Stored data entries:
= = = = = = =

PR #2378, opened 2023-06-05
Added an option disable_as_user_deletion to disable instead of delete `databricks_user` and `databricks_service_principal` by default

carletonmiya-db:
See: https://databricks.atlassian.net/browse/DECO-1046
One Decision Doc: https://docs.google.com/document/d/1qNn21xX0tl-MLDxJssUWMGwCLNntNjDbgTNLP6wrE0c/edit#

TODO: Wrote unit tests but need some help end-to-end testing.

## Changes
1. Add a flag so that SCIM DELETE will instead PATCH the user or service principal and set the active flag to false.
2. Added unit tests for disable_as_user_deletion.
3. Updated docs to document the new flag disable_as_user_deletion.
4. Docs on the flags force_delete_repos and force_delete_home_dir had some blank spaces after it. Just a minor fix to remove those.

= = = = = = =

Task requirements:
Repeat only the stretch of lines that begins at the line containing "Added an option" and ends at the last line above, both included.

Solution for this problem:
Added an option disable_as_user_deletion to disable instead of delete `databricks_user` and `databricks_service_principal` by default

carletonmiya-db:
See: https://databricks.atlassian.net/browse/DECO-1046
One Decision Doc: https://docs.google.com/document/d/1qNn21xX0tl-MLDxJssUWMGwCLNntNjDbgTNLP6wrE0c/edit#

TODO: Wrote unit tests but need some help end-to-end testing.

## Changes
1. Add a flag so that SCIM DELETE will instead PATCH the user or service principal and set the active flag to false.
2. Added unit tests for disable_as_user_deletion.
3. Updated docs to document the new flag disable_as_user_deletion.
4. Docs on the flags force_delete_repos and force_delete_home_dir had some blank spaces after it. Just a minor fix to remove those.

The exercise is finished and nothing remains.